Consider $M$ be the $\sigma -$algebra of Lebesgue measurable sets and $\mu $ the Lebesgue measure. Denote by $P$ the set of $p-$measurable sets, that is the sets $A\in \mathcal{P}\left( \mathbb{R} \right) $ such that the set \begin{equation*} \left\{ x\in \left[ 0,1\right] \mid 1+x^{2}\in A\right\} \end{equation*} is $M_{\left[ 0,1\right] \text{ }}-$measurable. Prove
(a) the function \begin{equation*} \nu :A\rightarrow \left[ 0,\infty \right] , \quad \nu \left( A\right) =\mu \left( \left\{ x\in \left[ 0,1\right] \mid 1+x^{2}\in A\right\} \right) \end{equation*} is a complete measure and
(b) show that $$ \int_{\left[ 0,\infty \right) }\sqrt{x}d\nu \left( x\right) =\int_{\left[ 0,1% \right] }\sqrt{x^{2}+1}d\mu \left( x\right) $$ and compute $$ \int_{\left[ 0,\infty \right) }\sqrt{x}d\nu \left( x\right) . $$ Let's say that for the part (a) is an easy verification of definitions: the image of the empty set is $0$, $\nu$ is countable additive and for all $Z$ in A with $\nu(Z)=0$, every subset of $Z$ lies in $A$. For the second part, I don't know how to apply the Radon-Nycodim theorem to prove the equality from b. I think that the last integral can be computed using the equality above and the fact that the RHS integral is equal with Riemann integral of the function $\sqrt{x^2+1}$ on $[0,1]$. Am I right?

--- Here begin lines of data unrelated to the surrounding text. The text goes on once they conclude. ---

PR #196, opened 2018-11-13
Consolidated v6 and v4 server handlers

insomniacslk:
Code for v6 and v4 servers is now consolidated. There are also various bug fixes.

### DIFF
--- a/dhcpv4/server.go
+++ b/dhcpv4/server.go
@@ -82,17 +82,17 @@ func (s *Server) LocalAddr() net.Addr {
 // background, and can be interrupted with `Server.Close`.
 func (s *Server) ActivateAndServe() error {
 	s.connMutex.Lock()
-	// FIXME check if conn != nil instead, and close it if so. It may
-	//       panic if it's in an invalid state, but better than assuming
-	//       that the already open connection is usable.
-	if s.conn == nil {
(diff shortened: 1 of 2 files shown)


dhcpv4/server.go
```diff
@@ -90,49 +97,52 @@ func (s *Server) ActivateAndServe() error {
...
-		}
-		pc.SetReadDeadline(time.Now().Add(time.Second))
-		rbuf := make([]byte, 4096) // FIXME this is bad
-		n, peer, err := pc.ReadFrom(rbuf)
-		if err != nil {
-			switch err.(type) {
-			case net.Error:
-				if err.(net.Error).Timeout() {
-					return err
+	go func() {
```
pmazzini: Do we need a goroutine here? We are already using 1 goroutine per response handler.

insomniacslk: ...I wanted to say a channel, sorry. Fixing

insomniacslk:
@pmazzini code updated to be bugfix and consolidation only

dhcpv4/server.go
insomniacslk: discussed offline - as you suggest it's not necessary to make the function non-blocking here. It can be easily achieved by the caller, and error handling is easier.
I have reverted the goroutine part and left only the bug fixes and code consolidation

PR #204, opened 2018-11-20
rfc1035label: support compression pointers

### LINKED ISSUE #203: Implement DNS compression in rfc1035label package
Label compression is not implemented, I have hit a DHCP server that responds with compressed labels and the library failed to parse the response

insomniacslk:
The `rfc1035label` module did not support compressed labels, now it does.

Fixes #203

### DIFF
--- a/rfc1035label/label.go
+++ b/rfc1035label/label.go
@@ -1,39 +1,61 @@
 package rfc1035label
 
 import (
-	"fmt"
+	"errors"
 	"strings"
 )
 
-// This implements the compression from RFC 1035, section 4.1.4
-// https://tools.ietf.org/html/rfc1035
+// This implements RFC 1035 labels, including compression.
+// https://tools.ietf.org/html/rfc1035#section-4.1.4
 
 // LabelsFromBytes decodes a serialized stream and returns a list of labels
 func LabelsFromBytes(buf []byte) ([]string, error) {
 	var (
-		pos     = 0
-		domains = make([]string, 0)
-		label   = ""
+		pos, oldPos     int
+		labels          = make([]string, 0)
+		label           string
+		handlingPointer bool
 	)
+
 	for {
 		if pos >= len(buf) {
-			return domains, nil
+			break
 		}
 		length := int(buf[pos])
 		pos++
+		var chunk string
 		if length == 0 {
-			domains = append(domains, label)
+			labels = append(labels, label)
 			label = ""
+			if handlingPointer {
+				pos = oldPos
+				handlingPointer = false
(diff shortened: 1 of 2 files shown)


rfc1035label/label_test.go
```diff
@@ -52,15 +42,85 @@ func TestLabelToBytes(t *testing.T) {
...
+		// slackware.it
+		9, 's', 'l', 'a', 'c', 'k', 'w', 'a', 'r', 'e',
+		2, 'i', 't',
+		0,
+		// insomniac.slackware.it
+		9, 'i', 'n', 's', 'o', 'm', 'n', 'i', 'a', 'c',
+		192,
+	}
+
+	_, err := LabelsFromBytes(data)
```
pmazzini: Should the return value also be tested?

rfc1035label/label_test.go
```diff
@@ -52,15 +42,85 @@ func TestLabelToBytes(t *testing.T) {
...
+		3, 'i', 't',
+		0,
+		// slackware.it
+		9, 's', 'l', 'a', 'c', 'k', 'w', 'a', 'r', 'e',
+		192, 0,
+		// insomniac.slackware.it
+		9, 'i', 'n', 's', 'o', 'm', 'n', 'i', 'a', 'c',
+		192, 5,
 	}
+	_, err := LabelsFromBytes(data)
```
pmazzini: Should the return value also be tested?

rfc1035label/label.go
```diff
@@ -1,39 +1,62 @@
...
+				return nil, errors.New("rfc1035label: cannot handle nested pointers")
+			}
+			handlingPointer = true
+			if pos+1 > len(buf) {
+				return nil, errors.New("rfc1035label: pointer buffer too short")
+			}
+			off := int(buf[pos-1]&^0xc0)<<8 + int(buf[pos])
+			oldPos = pos + 1
+			pos = off
+			continue
```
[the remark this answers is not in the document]
insomniacslk: not anymore, it's a leftover from the previous iteration, thanks!

rfc1035label/label_test.go
insomniacslk: not in this case - the function returns an error from the invalid data, no valid data is expected to be returned

rfc1035label/label_test.go
insomniacslk: same as above

rfc1035label/label_test.go
pmazzini: Oh right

By definition $\int f d\nu =\int f(1+x^{2})d\mu$ when $f=I_A$. This implies that the equation holds for simple functions and then for all non-negative Borel measurable functions, In particular it holds for $f(x)=\sqrt x$. Thus $\int \sqrt x d\nu =\int \sqrt {1+x^{2}} d\mu$. (Evaluation of $\int \sqrt {1+x^{2}} d\mu$ is standard: You can write it as $x\sqrt {1+x^{2}}|_0^{1}-\frac 1 2\int \frac x {\sqrt {1+x^{2}}} d\mu (x)$ and then make the substitution $y=1+x^{2}$).